Plug-and-play Design.

Existing open-source project to propogate this ‘’delta-tuning’’ paradigm includes AdapterHub, which copies the transformers code base and modify on it, which makes it unintuitive to transfer from a normal code base to a delta-tuning ones.

OpenDelta approaches this problem via a true plug-and-play fashion to the PLMs. To migrate from a full-model finetuning training scripts to a delta tuning training scripts, you DO NOT need to change the backbone bone model code base to an adapted code base.

Here is how we achieve it.

../_images/pointing-right-finger.png Read through it will also help you to implement your own delta models in a sustainable way.

1. Name-based submodule addressing.

See name based addressing

2. Three basic submodule-level delta operations.

We use three key functions to achieve the modifications to the backbone model outside the backbone model’s code.

  1. unfreeze some paramters

    Some delta models will unfreeze a part of the model parameters and freeze other parts of the model, e.g.

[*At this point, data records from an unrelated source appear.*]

Issue #2038, opened 2016-08-17
${output} = Error response from daemon: server error from portlayer : Operation failed: The attempted operation cannot be performed in the current state (Powered off). - (&{{} %!s(*types.InvalidPowerState=&{{{{<n...	


mhagen-vmware:
Saw this in a recent CI build:
[integration_logs_4112_c61b35292f46740fc318eab050a8fde3a426853b_1471463307.zip](https://github.com/vmware/vic/files/423662/integration_logs_4112_c61b35292f46740fc318eab050a8fde3a426853b_1471463307.zip)

hmahmood:
The code to handle this error is already in `Container.stop`, but is not run because `tasks.WaitForResult` does not preserve the error from govmomi. 

@matthewavery is already working on fixing `WaitForResult` as part of #2013, so assigning it to him.

matthewavery:
Solved in pr #2141 due to the previous implementation of `WaitForResult` the fault's were getting squashed and never made it back to the callers. This has been fixed, and the fault checks on errors are now valid is this area.

PR #2141, opened 2016-08-25
[full ci] P0 volume ls

### LINKED ISSUE #2013: Error response from daemon: [POST /storage/volumes/][500] createVolumeInternalServerError  &{Code:0xc82000f700 Message:Another task is already in progress.}

matthewavery:
Fixes #2013 #2038

### DIFF
--- a/pkg/vsphere/datastore/datastore.go
+++ b/pkg/vsphere/datastore/datastore.go
@@ -239,7 +239,7 @@ func (d *Helper) Mv(ctx context.Context, fromPath, toPath string) error {
 	from := path.Join(d.RootURL, fromPath)
 	to := path.Join(d.RootURL, toPath)
 	log.Infof("Moving %s to %s", from, to)
-	err := tasks.Wait(ctx, func(context.Context) (tasks.ResultWaiter, error) {
+	err := tasks.Wait(ctx, func(context.Context) (tasks.Task, error) {
 		return d.fm.MoveDatastoreFile(ctx, from, d.s.Datacenter, to, d.s.Datacenter, true)
 	})
 
@@ -249,7 +249,7 @@ func (d *Helper) Mv(ctx context.Context, fromPath, toPath string) error {
 func (d *Helper) Rm(ctx context.Context, pth string) error {
 	f := path.Join(d.RootURL, pth)
 	log.Infof("Removing %s", pth)
-	return tasks.Wait(context.TODO(), func(ctx context.Context) (tasks.ResultWaiter, error) {
+	return tasks.Wait(context.TODO(), func(ctx context.Context) (tasks.Task, error) {
 		return d.fm.DeleteDatastoreFile(ctx, f, d.s.Datacenter)
 	})
 }
--- a/pkg/vsphere/datastore/datastore.go
+++ b/pkg/vsphere/datastore/datastore.go
@@ -239,7 +239,7 @@ func (d *Helper) Mv(ctx context.Context, fromPath, toPath string) error {
 	from := path.Join(d.RootURL, fromPath)
 	to := path.Join(d.RootURL, toPath)
 	log.Infof("Moving %s to %s", from, to)
-	err := tasks.Wait(ctx, func(context.Context) (tasks.Waiter, error) {
+	err := tasks.Wait(ctx, func(context.Context) (tasks.ResultWaiter, error) {
 		return d.fm.MoveDatastoreFile(ctx, from, d.s.Datacenter, to, d.s.Datacenter, true)
 	})
 
@@ -249,7 +249,7 @@ func (d *Helper) Mv(ctx context.Context, fromPath, toPath string) error {
 func (d *Helper) Rm(ctx context.Context, pth string) error {
 	f := path.Join(d.RootURL, pth)
 	log.Infof("Removing %s", pth)
-	return tasks.Wait(context.TODO(), func(ctx context.Context) (tasks.Waiter, error) {
+	return tasks.Wait(context.TODO(), func(ctx context.Context) (tasks.ResultWaiter, error) {
 		return d.fm.DeleteDatastoreFile(ctx, f, d.s.Datacenter)
 	})
 }
--- a/pkg/vsphere/tasks/waiter.go
+++ b/pkg/vsphere/tasks/waiter.go
@@ -104,7 +104,12 @@ func Retry(ctx context.Context, f func(context.Context) (ResultWaiter, error)) (
 
 	for {
 		taskInfo, err = WaitForResult(ctx, f)
-		if err == nil && taskInfo.Error == nil {
+
+		if err != nil {
+			return nil, err
+		}
+
+		if taskInfo.Error == nil {
 			break
 		}
 
--- a/pkg/vsphere/tasks/waiter.go
+++ b/pkg/vsphere/tasks/waiter.go
@@ -17,6 +17,7 @@
 package tasks
 
 import (
+	"fmt"
 	"math/rand"
 	"time"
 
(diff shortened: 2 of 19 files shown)


pkg/vsphere/tasks/waiter.go
```diff
@@ -65,20 +73,80 @@ func Wait(ctx context.Context, f func(context.Context) (Waiter, error)) error {
 func WaitForResult(ctx context.Context, f func(context.Context) (ResultWaiter, error)) (*types.TaskInfo, error) {
 	task, err := f(ctx)
 	if err != nil {
-		cerr := errors.Errorf("Failed to invoke operation: %s", errors.ErrorStack(err))
-		log.Errorf(cerr.Error())
-		return nil, cerr
+		terr := &TaskError{
```
hmahmood: Why don't you just return `err` here?

pkg/vsphere/tasks/waiter.go
```diff
@@ -65,20 +73,80 @@ func Wait(ctx context.Context, f func(context.Context) (Waiter, error)) error {
...
+			taskError: nil,
+		}
+		log.Errorf(terr.Error())
+		return nil, terr
 	}
 
 	info, err := task.WaitForResult(ctx, nil)
 	if err != nil {
-		cerr := errors.Errorf("Operation failed: %s", errors.ErrorStack(err))
+		terr := &TaskError{
```
hmahmood: Same comment here

pkg/vsphere/tasks/waiter.go
matthewavery: because the current way other functions rely on this function they do not expect an info object back on a failure. if we want to see the fault our two choices are to return the info even on error, or create a new error type that has the LocalizedMethodFault packed into it.

matthewavery: We also want to log the error before returning it. atleast for now.

pkg/vsphere/tasks/waiter.go
```diff
@@ -78,7 +85,44 @@ func WaitForResult(ctx context.Context, f func(context.Context) (ResultWaiter, e
...
+
+func Retry(ctx context.Context, f func(context.Context) (ResultWaiter, error)) (*types.TaskInfo, error) {
+	r := rand.New(rand.NewSource(time.Now().UnixNano())) //creates a more unique random
+	var err error
+	var taskInfo *types.TaskInfo
+	backoffFactor := int64(1)
+
+	for {
+		taskInfo, err = WaitForResult(ctx, f)
+		if err != nil && taskInfo == nil {
```
matthewavery: I am pretty sure the logic here can be simplified to `if taskInfo == nil` thoughts?

dougm: Just use Wait(ctx, f) instead of WaitForResult() - just seeing now that taskInfo isn't used for anything other than the error.  See: https://github.com/vmware/govmomi/blob/master/task/wait.go#L97-L111

If Wait() returns err != nil:
```go
if terr, ok:= err.(*task.Error); ok {
   if _, ok := terr.Fault().(types.TaskInProgressFault); ...
} else {
   return err // not a task.Error
}
```

matthewavery: awesome this is great!

dougm: For reference, this is the example I had pointed you at a while back: https://github.com/vmware/vic/commit/936a10a4e99665dd7521fe7fbd8d6482296e0621

pkg/vsphere/tasks/waiter.go
```diff
@@ -63,22 +62,45 @@ func Wait(ctx context.Context, f func(context.Context) (Waiter, error)) error {
 //       return vm.Reconfigure(ctx, config)
 //    })
 func WaitForResult(ctx context.Context, f func(context.Context) (ResultWaiter, error)) (*types.TaskInfo, error) {
-	task, err := f(ctx)
+	r := rand.New(rand.NewSource(time.Now().UnixNano())) //creates a more unique random
```
dougm: mentioned earlier, no need for this.  Just use rand.Int63n() below.

pkg/vsphere/tasks/waiter.go
```diff
@@ -63,22 +62,45 @@ func Wait(ctx context.Context, f func(context.Context) (Waiter, error)) error {
...
+				sleepValue := time.Duration(backoffFactor * (r.Int63n(100) + int64(50)))
+				select {
+				case <-time.After(sleepValue * time.Millisecond):
+					if backoffFactor*2 > maxBackoffFactor {
+						backoffFactor = maxBackoffFactor
+					} else {
+						backoffFactor *= 2
+					}
+				case <-ctx.Done():
+					log.Errorf("Context Deadline Exceeded while trying to Retry task : %#v", taskInfo)
```
dougm: ctx.Done() could also be due to cancellation (vs deadline).  Let's make that:
```go
err = fmt.Errorf("%s while retrying task %#v", ctx.Error(), taskInfo)
log.Error(err)
return nil, err
```

pkg/vsphere/tasks/waiter.go
```diff
@@ -63,22 +62,45 @@ func Wait(ctx context.Context, f func(context.Context) (Waiter, error)) error {
...
+					return nil, ctx.Err()
+				}
+				log.Infof("Retrying Task due to TaskInProgressFault: %s", taskInfo.Task.Reference())
```
dougm: log.Warnf instead?  Rather than "TaskInProgressFault" literal, you could %#v terr.Fault(), that'll include the fault type name and the moref of the task that is currently in progress.

matthewavery: makes sense, makes more of a distinction since it isnt really `info`

pkg/vsphere/tasks/waiter.go
matthewavery: @dougm we may not need it. but it does provide more randomness per run. or does the default `rand` already do that?

matthewavery: looks like the default sournce always calls `NewSource(1)` does it hurt us to set our own?

dougm: '1' is just the seed, as time.Now().  With the use of 'r.Int63n(100)' here, you're picking a random number in the range of 0..100, so the seed won't make much difference in this case.  Why add code we don't need?

pkg/vsphere/datastore/datastore.go
```diff
@@ -239,7 +239,7 @@ func (d *Helper) Mv(ctx context.Context, fromPath, toPath string) error {
 	from := path.Join(d.RootURL, fromPath)
 	to := path.Join(d.RootURL, toPath)
 	log.Infof("Moving %s to %s", from, to)
-	err := tasks.Wait(ctx, func(context.Context) (tasks.Waiter, error) {
+	err := tasks.Wait(ctx, func(context.Context) (tasks.ResultWaiter, error) {
```
hmahmood: Why did you make this change? If you are going to change this, might as well use `object.Task` from govmomi.

matthewavery: I had to for the tests. They were passing `waiter` objects I to the `wait` tests and we call `WaitForResult` in the wait call now. I thought about making the object.task change now. Wanted to clear this up first before potentially using the task object.

pkg/vsphere/tasks/waiter.go
```diff
@@ -39,21 +46,11 @@ type ResultWaiter interface {
...
-
-	err = task.Wait(ctx)
-	if err != nil {
-		cerr := errors.Errorf("Operation failed: %s", errors.ErrorStack(err))
-		log.Errorf(cerr.Error())
-		return cerr
-	}
-	return nil
+func Wait(ctx context.Context, f func(context.Context) (Task, error)) error {
+	_, err := WaitForResult(ctx, func(context.Context) (Task, error) {
```
hmahmood: Don't need the extra func now.

pkg/vsphere/tasks/waiter.go
```diff
@@ -62,23 +59,47 @@ func Wait(ctx context.Context, f func(context.Context) (Waiter, error)) error {
...
+				}
+				log.Warnf("Retrying Task due to TaskInProgressFault: %s", taskInfo.Task.Reference())
+				continue
+			}
+		}
+		err = werr
+		break
 	}
-	return info, nil
+	log.Errorf("Task failed with non fault error : %s", err)
```
hmahmood: It could be a fault too.

pkg/vsphere/tasks/waiter.go
matthewavery: ah yeah, fixing

hmahmood:
lgtm

dougm:
:sheep: :it:

matthewavery:
♻️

BitFit. For these methods, just use freeze_module method and pass the delta parts into exclude.

  2. replace an module

    Some delta models will replace a part of the model with a delta model, i.e., the hidden states will no longer go through the original submodules. This includes Lora. For these methods, we have an update_module interface.

  3. insertion to the backbone

    • sequential insertion

    Most adapter model insert a new adapter layer after/before the original transformers blocks. For these methods, insert the adapter’s forward function after/before the original layer’s forward function using insert_sequential_module interface.

    • parallel insertion

    Adapters can also be used in a parallel fashion (see Paper). For these methods, use insert_parallel_module interface.

Doc-preserving Insertion

In the insertion operations, the replaced forward function will inherit the doc strings of the original functions.

3. Pseudo input to initialize.

Some delta models, especially the ones that is newly introduced into the backbone, will need to determine the parameters’ shape. To get the shape, we pass a pseudo input to the backbone model and determine the shape of each delta layer according to the need of smooth tensor flow.

Pseudo Input

Most models in Huggingface Transformers have an attribute dummy_inputs. This will create a nonsensical input with the correct format to pass into the model’s forward function.

For the models that doesn’t inherit/implement this attributes, we assume the pseudo input to the model is something like input_id, i.e., an integer tensor.

pseudo_input = torch.tensor([[0,0,0]])
# or 
pseudo_input = torch.tensor([0,0,0])

../_images/todo-icon.jpeg We will add interface to allow more pseudo input in the future.